Antioch residents say development not what was promisedPosted: Updated:
People in one Antioch neighborhood say a developer promised them new homes, a park and even a pond, but they say what they got instead is nothing but a dump.
The developer says condos and other homes were never part of the plan, so neighbors now want to know what will go on the property and when.
"Wouldn't that be a personal affront to you if you thought it was going to be something else - thought it would be something else?" said neighbor Richard Curran. "This is a dump. It's trashy looking."
At a community meeting two years ago, Curran says, developers promised condos, green space and just a small mulching operation on the 40-plus acres off Smith Springs Road.
"What was presented in 2011 was a development, which would face Smith Springs Road. And what you see at Smith Springs Road right now is a huge industrial operation," said Metro Councilwoman Karen Johnson.
John Stevenson is the developer and says there will be green space and commercial use, but it won't happen right away.

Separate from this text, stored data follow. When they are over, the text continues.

PR #16195, opened 2026-07-03
Add store design system catalog runtime and toolbar bridge

hichamboushaba:
> [!NOTE]
> This is the fourth split PR for Store Design System components. It builds on `store-design-system/components3`, so review the diff against that base rather than `trunk`.

### Description

This PR lands the final Store Design System component slice: the XML toolbar bridge for XML-hosted screens, Developer Options runtime access to the catalog, and the remaining preview-only/demo catalog surfaces.

#### What this adds

- XML toolbar bridge support in `:libs:store-design-system`:
  - `WooDesignSystemToolbar`
  - toolbar XML styles, dimensions, ids, tint/background resources, and debug-only XML test resources
  - focused Robolectric coverage for toolbar behavior and XML inflation
- XML toolbar demo coverage under `designsystem.preview`:
  - `WooDesignSystemToolbarDemo`
  - `WooDesignSystemToolbarPreviewTest`
  - catalog entry for the XML toolbar bridge
- Final catalog/runtime access in `:WooCommerce`:
  - `designSystemComposeView` helper for DS-rooted Compose fragments
  - `StoreDesignSystemComponentCatalogFragment`
  - Developer Options row, event, navigation action, and catalog string wiring
  - `DeveloperOptionsViewModelTest` coverage for row presence and click event emission
- Final preview/catalog updates under `designsystem.preview`:
  - runtime-ready catalog navigation with `WooTopAppBar`
  - preview-only catalog group and deferred demo surfaces in `WooDesignSystemPreviewOnlyComponents`
  - stress/demo catalog entries for large font, long text, and RTL preview review
- Preview-only resource additions first used by the deferred demo catalog.

#### Why this shape

This split keeps the remaining non-production and integration work isolated from the earlier component PRs while still making the final review surface usable in both Android Studio and the debug app.

- The XML toolbar bridge stays scoped to the cases called out in the rollout guidance: XML-hosted screens that still need toolbar behavior such as existing menu inflation and AppCompat interoperability.
- The XML toolbar demo lives in `designsystem.preview`, not in the toolbar implementation file, so the production bridge stays focused on runtime behavior while preview/demo content stays catalog-owned.
- Developer Options becomes the debug-only runtime entry point for the catalog without pulling design-system components into unrelated product flows.
- The final catalog now shows both runtime-ready production slices and explicitly preview-only exploratory work, which keeps reviewer expectations clear.

#### What this does not do

- Does not migrate or adopt these components in any product screen.
- Does not change the PR1, PR2, or PR3 production component implementations beyond the minimal catalog/runtime integration needed for this final slice.
- Does not include unrelated Product List layout or content churn.
- Does not reintroduce removed source-text fidelity tests.
- Does not touch POS.
- Does not add generated token, icon, Code Connect, or Figma automation.

#### Helpful review focus

- Does the XML toolbar bridge preserve the intended XML-screen use case without leaking preview/demo concerns into the production implementation?
- Do the toolbar spacing, action decoration, and AppCompat theme assumptions match the existing XML fragment behavior closely enough?
- Is the Developer Options runtime wiring minimal and consistent with existing debug navigation patterns?
- Does the final catalog clearly separate production components from preview-only explorations and stress/demo surfaces?
- Are the preview-only additions and their resources limited to the deferred final-slice review surface?

No release notes: this is an internal design-system components change.

### Test Steps

1. In Android Studio, render `WooDesignSystemComponentCatalogPreview` from `:libs:store-design-system`.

"It's going to take many years to get this completed, and we've actually picked up the pace the last year and a half," Stevenson said. "I have no plans for residential. I don't know where that ever came from."
He said the hold up is a huge hole that has to be filled with a million cubic yards of dirt, concrete and rock. So, he said, to be clear: this isn't a dump.
When the hole is filled, Stevenson said there will be a base to build and the next big step will be a sewer system.
"But I have to put a mile of sewer in before we can build the buildings on the front of the street here," Stevenson said.
However, neighbors say that hole was brought up when the plan was presented and they didn't expect it would take years to see a building go up.
Both sides plan to talk it out at a community meeting next month.
"It could be a matter of misunderstanding, misinterpretation, that's why I think it's best to have a meeting. Lay the plan out that was approved, nothing's changed," said project engineer Roy Dale.
That meeting is scheduled for April 9.
The Metro Planning Department said the property is zoned mostly for industrial and commercial use with a small portion for residential, but the city points out there is not guideline as to when construction has to start.